Regarding [pseudo]anonymization, there are plenty of deanonymization attacks
against various [pseudo]anonymization techniques, so always look into
potential problems specific to the type of data you will be storing and
[pseudo]anonymizing.

Something I would recommend to handle the data you do decide to keep; look up
a HIPPA electronic compliance guide, and see what engineering practices have
been settled on by folks who will get hit with enormous fines if there is a
breach. Curiously, when there are consequences for breaches due to non-
compliance with data-handling best practices, companies get much better at
doing the right thing. Industries where data-mishandling laws have teeth tend
to have fewer breaches.

Although I do think there are lessons to be learned for virtually everybody
from HIPPA compliance guidelines, the approach you will end up using to
protect your data will not be a one-size fits all approach; you will need to
consider the architecture of your system, the kinds of data you need to keep,
what you'll be using it for, whether you will access it regularly, etc.

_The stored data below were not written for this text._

PR #361, opened 2023-08-18
Change Windows installation instructions

libewa:
### Motivation:

The Windows installation process errored out on my PC, complaining that `start` could not find the `vs_community.exe` file, which was however present after running `ls`. 

### Modifications:

- Change the installation code block for Windows to not use `start`, but instead execute the installer directly.
- Change the reference to the Microsoft Store from "App Store".

### Result:

The installation instructions for Windows have changed to 
a) not quit with an error
b) correctly reference the Microsoft Store

### DIFF
--- a/download/_windows.md
+++ b/download/_windows.md
@@ -20,7 +20,7 @@ Windows has the following additional platform specific dependencies:
 
 #### Install using the Windows Package Manager
 
-The [Windows Package Manager](https://docs.microsoft.com/windows/package-manager/) can be found in the [App Store](https://www.microsoft.com/en-us/p/app-installer/9nblggh4nns1) or be [installed directly](ms-appinstaller:?source=https://aka.ms/getwinget).
+The [Windows Package Manager](https://docs.microsoft.com/windows/package-manager/) can be found in the [Microsoft Store](https://www.microsoft.com/en-us/p/app-installer/9nblggh4nns1) or be [installed directly](ms-appinstaller:?source=https://aka.ms/getwinget).
 
 #### Install using Scoop
 
--- a/download/_windows.md
+++ b/download/_windows.md
@@ -39,10 +39,7 @@ Invoke-RestMethod -Url 'get.scoop.sh' | Invoke-Expression
    ~~~ cmd
    winget install Git.Git
    winget install Python.Python.3.10
-
-   curl -sOL https://aka.ms/vs/16/release/vs_community.exe
    winget install Microsoft.VisualStudio.2019.Community --force --custom "--add Microsoft.VisualStudio.Component.Windows10SDK.19041 --add Microsoft.VisualStudio.Component.VC.Tools.x86.x64"
-   del /q vs_community.exe
    ~~~
 
    #### With Scoop:
--- a/download/_windows.md
+++ b/download/_windows.md
@@ -36,20 +36,19 @@ Invoke-RestMethod -Url 'get.scoop.sh' | Invoke-Expression
    The platform dependencies cannot be installed through the Windows Package Manager as the install rules do not install the components necessary.  They will be installed through Visual Studio installer.
 
    #### With Winget (Windows Package Manager):
-   ~~~ pwsh
+   ~~~ cmd
    winget install Git.Git
    winget install Python.Python.3.10
 
    curl -sOL https://aka.ms/vs/16/release/vs_community.exe
-   start /w vs_community.exe --passive --wait --norestart --nocache ^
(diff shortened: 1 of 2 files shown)


alexandersandberg:
cc: @compnerd

stevapple:
The Windows installation guide currently handles VS installation manually. We can leverage WinGet features instead:
```
winger install Microsoft.VisualStudio.2019.Community --force --custom "--add Microsoft.VisualStudio.Component.Windows10SDK.19041 --add Microsoft.VisualStudio.Component.VC.Tools.x86.x64"
```

Breakdown:
- The `Microsoft.VisualStudio.2019.Community` installer is exactly the latest version of `https://aka.ms/vs/16/release/vs_community.exe`;
- `--force` ensures that the installer is run even when the latest VS is installed;
- `--custom` passes the supplied flags to the installer, which installs the dependencies for us.

Such approach is much less error-prone as WinGet already counts for different environments (most notably, Powershell or CMD).

stevapple:
Also I feel that installing the community version of VS is a waste because Swift developers don't need the IDE stuff. Visual Studio C++ Build Tools (`vs_buildtools.exe` or `Microsoft.VisualStudio.2019.BuildTools`) is pretty enough.

compnerd:
@libewa did you run from cmd or powershell/pwsh?  The expectation is that you are using the cmd shell.  For automation, the use of `start` is important.

@stevapple yes, winget is the easier solution.  Especially now that winget is a stub on Windows 11 that auto installs.  Perhaps we should swap the order and direct people to the winget instructions?

Also, you are correct that the build tools are sufficient but there are questions around licensing.  VS Community is permitted for use for many cases.  The build tools require a license of Visual Studio and thus the installation of VS.  The instructions seem complicated enough so I think that we should keep to the Visual Studio installation.

libewa:
@compnerd I used pscore7, maybe that's the problem, but I'm going on holiday and can't try any of the solutions.
@stevapple sounds good, as we are installing deps with winget anyways. we should maybe add a note that winget comes preinstalled on win11.

libewa:
also, maybe we should actually use cmd syntax highlighting instead of pwsh

download/_windows.md
```diff
@@ -36,20 +36,19 @@ Invoke-RestMethod -Url 'get.scoop.sh' | Invoke-Expression
...
+   ~~~ cmd
    winget install Git.Git
    winget install Python.Python.3.10
 
    curl -sOL https://aka.ms/vs/16/release/vs_community.exe
-   start /w vs_community.exe --passive --wait --norestart --nocache ^
-     --installPath "%ProgramFiles(x86)%\Microsoft Visual Studio\2019\Community" ^
-     --add Microsoft.VisualStudio.Component.Windows10SDK.19041 ^
-     --add Microsoft.VisualStudio.Component.VC.Tools.x86.x64
+   winget install Microsoft.VisualStudio.2019.Community --force --custom "--add Microsoft.VisualStudio.Component.Windows10SDK.19041 --add Microsoft.VisualStudio.Component.VC.Tools.x86.x64"
```
compnerd, line 44: I wonder if we should just move this to VS2022 at this point and update the SDK to the latest.

getting-started/_installing.md
```diff
@@ -82,32 +82,29 @@ Invoke-RestMethod -Url 'get.scoop.sh' | Invoke-Expression
...
+   ~~~ cmd
    winget install Git.Git
    winget install Python.Python.3.10
 
    curl -sOL https://aka.ms/vs/16/release/vs_community.exe
-   start /w vs_community.exe --passive --wait --norestart --nocache ^
-     --installPath "%ProgramFiles(x86)%\Microsoft Visual Studio\2019\Community" ^
-     --add Microsoft.VisualStudio.Component.Windows10SDK.19041 ^
-     --add Microsoft.VisualStudio.Component.VC.Tools.x86.x64
+   winget install Microsoft.VisualStudio.2019.Community --force --custom "--add Microsoft.VisualStudio.Component.Windows10SDK.19041 --add Microsoft.VisualStudio.Component.VC.Tools.x86.x64"
```
compnerd, line 93: Similar

download/_windows.md
libewa: this is a story for another pr imo

compnerd (approved):
LGTM

alexandersandberg (approved):

alexandersandberg:
@swift-ci please test

alexandersandberg:
@swift-ci please test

A good place to start looking is here[1]. It's got a huge number of short
"cheat sheet" like guides that cover a narrow topic relating to security. Some
ones you might want to check out: password storage[2], authentication[3],
attack surface analysis[4], SQL-injection prevention[5], cryptographic data
storage[6]. Find guides related to your data and what you want to do with it,
then read up, following some of the recommended other links in each cheat
sheet.

[0]
[https://www.schneier.com/essays/archives/2016/03/data_is_a_t...](https://www.schneier.com/essays/archives/2016/03/data_is_a_toxic_asse.html)

[1]
[https://github.com/OWASP/CheatSheetSeries](https://github.com/OWASP/CheatSheetSeries)

[2]
[https://github.com/OWASP/CheatSheetSeries/blob/master/cheats...](https://github.com/OWASP/CheatSheetSeries/blob/master/cheatsheets/Password_Storage_Cheat_Sheet.md)

[3]
[https://github.com/OWASP/CheatSheetSeries/blob/master/cheats...](https://github.com/OWASP/CheatSheetSeries/blob/master/cheatsheets/Authentication_Cheat_Sheet.md)

[4]
[https://github.com/OWASP/CheatSheetSeries/blob/master/cheats...](https://github.com/OWASP/CheatSheetSeries/blob/master/cheatsheets/Attack_Surface_Analysis_Cheat_Sheet.md)

[5]
[https://github.com/OWASP/CheatSheetSeries/blob/master/cheats...](https://github.com/OWASP/CheatSheetSeries/blob/master/cheatsheets/SQL_Injection_Prevention_Cheat_Sheet.md)

[6]
[https://github.com/OWASP/CheatSheetSeries/blob/master/cheats...](https://github.com/OWASP/CheatSheetSeries/blob/master/cheatsheets/Cryptographic_Storage_Cheat_Sheet.md)

Disclaimer: I am NOT a security expert, just someone with a hobbyist's
interest in security. All opinions expressed in this comment are my own, and
are not necessarily reflective of the security community at large. I encourage
anyone reading this to do their own review of security best practices, the
opinions of security researchers, and the technical literature on security.